[Dataset entries]
------------------------------------------------

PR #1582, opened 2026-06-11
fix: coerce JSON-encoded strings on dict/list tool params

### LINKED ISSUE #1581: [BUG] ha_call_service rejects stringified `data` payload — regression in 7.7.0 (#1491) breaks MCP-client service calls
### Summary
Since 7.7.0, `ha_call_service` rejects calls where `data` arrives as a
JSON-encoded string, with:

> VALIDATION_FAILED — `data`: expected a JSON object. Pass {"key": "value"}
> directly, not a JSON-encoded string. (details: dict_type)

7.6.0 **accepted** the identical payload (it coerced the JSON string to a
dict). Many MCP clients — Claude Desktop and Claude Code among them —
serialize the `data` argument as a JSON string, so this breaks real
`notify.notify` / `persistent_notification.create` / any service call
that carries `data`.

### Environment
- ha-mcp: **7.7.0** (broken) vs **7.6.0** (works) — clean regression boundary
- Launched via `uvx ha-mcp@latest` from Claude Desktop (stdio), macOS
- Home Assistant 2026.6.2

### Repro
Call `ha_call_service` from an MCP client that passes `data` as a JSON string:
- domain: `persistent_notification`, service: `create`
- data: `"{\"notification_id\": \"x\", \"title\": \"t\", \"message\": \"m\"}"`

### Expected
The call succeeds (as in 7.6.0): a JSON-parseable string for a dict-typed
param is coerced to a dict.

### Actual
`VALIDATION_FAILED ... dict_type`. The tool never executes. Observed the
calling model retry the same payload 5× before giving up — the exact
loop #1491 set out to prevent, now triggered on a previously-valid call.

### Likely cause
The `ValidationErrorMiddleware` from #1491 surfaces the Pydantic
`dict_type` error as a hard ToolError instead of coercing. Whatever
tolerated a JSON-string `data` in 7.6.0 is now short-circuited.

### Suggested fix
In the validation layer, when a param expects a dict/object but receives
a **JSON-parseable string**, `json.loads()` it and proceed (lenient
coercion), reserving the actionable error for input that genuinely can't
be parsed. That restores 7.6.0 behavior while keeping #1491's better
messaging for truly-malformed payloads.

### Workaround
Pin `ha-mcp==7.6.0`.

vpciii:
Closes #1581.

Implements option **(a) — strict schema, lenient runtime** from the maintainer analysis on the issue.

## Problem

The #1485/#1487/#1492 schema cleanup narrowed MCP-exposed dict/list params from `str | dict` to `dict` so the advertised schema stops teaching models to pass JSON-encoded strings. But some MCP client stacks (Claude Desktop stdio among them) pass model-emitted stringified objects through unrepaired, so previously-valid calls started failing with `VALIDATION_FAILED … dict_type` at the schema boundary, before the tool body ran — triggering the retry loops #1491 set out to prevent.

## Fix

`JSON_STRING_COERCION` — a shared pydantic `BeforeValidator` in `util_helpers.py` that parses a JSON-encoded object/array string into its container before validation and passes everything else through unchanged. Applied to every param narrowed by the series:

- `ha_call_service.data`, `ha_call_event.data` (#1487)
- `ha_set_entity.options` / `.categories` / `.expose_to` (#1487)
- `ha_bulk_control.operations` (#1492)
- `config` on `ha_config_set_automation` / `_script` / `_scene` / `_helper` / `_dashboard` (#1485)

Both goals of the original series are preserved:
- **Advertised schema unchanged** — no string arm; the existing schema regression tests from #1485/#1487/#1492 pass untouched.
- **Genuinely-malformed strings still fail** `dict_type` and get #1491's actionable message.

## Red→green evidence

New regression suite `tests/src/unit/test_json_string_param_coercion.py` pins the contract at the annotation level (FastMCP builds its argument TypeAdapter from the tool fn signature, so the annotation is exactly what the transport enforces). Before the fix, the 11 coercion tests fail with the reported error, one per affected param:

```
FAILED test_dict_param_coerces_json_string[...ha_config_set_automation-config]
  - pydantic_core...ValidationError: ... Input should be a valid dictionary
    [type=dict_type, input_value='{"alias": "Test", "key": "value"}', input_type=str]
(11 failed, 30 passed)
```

------------------------------------------------

Exercise goal: In the reply, include exactly the lines from the beginning of the entries above through the line holding "### Environment", and nothing besides.

Result for this task:
PR #1582, opened 2026-06-11
fix: coerce JSON-encoded strings on dict/list tool params

### LINKED ISSUE #1581: [BUG] ha_call_service rejects stringified `data` payload — regression in 7.7.0 (#1491) breaks MCP-client service calls
### Summary
Since 7.7.0, `ha_call_service` rejects calls where `data` arrives as a
JSON-encoded string, with:

> VALIDATION_FAILED — `data`: expected a JSON object. Pass {"key": "value"}
> directly, not a JSON-encoded string. (details: dict_type)

7.6.0 **accepted** the identical payload (it coerced the JSON string to a
dict). Many MCP clients — Claude Desktop and Claude Code among them —
serialize the `data` argument as a JSON string, so this breaks real
`notify.notify` / `persistent_notification.create` / any service call
that carries `data`.

### Environment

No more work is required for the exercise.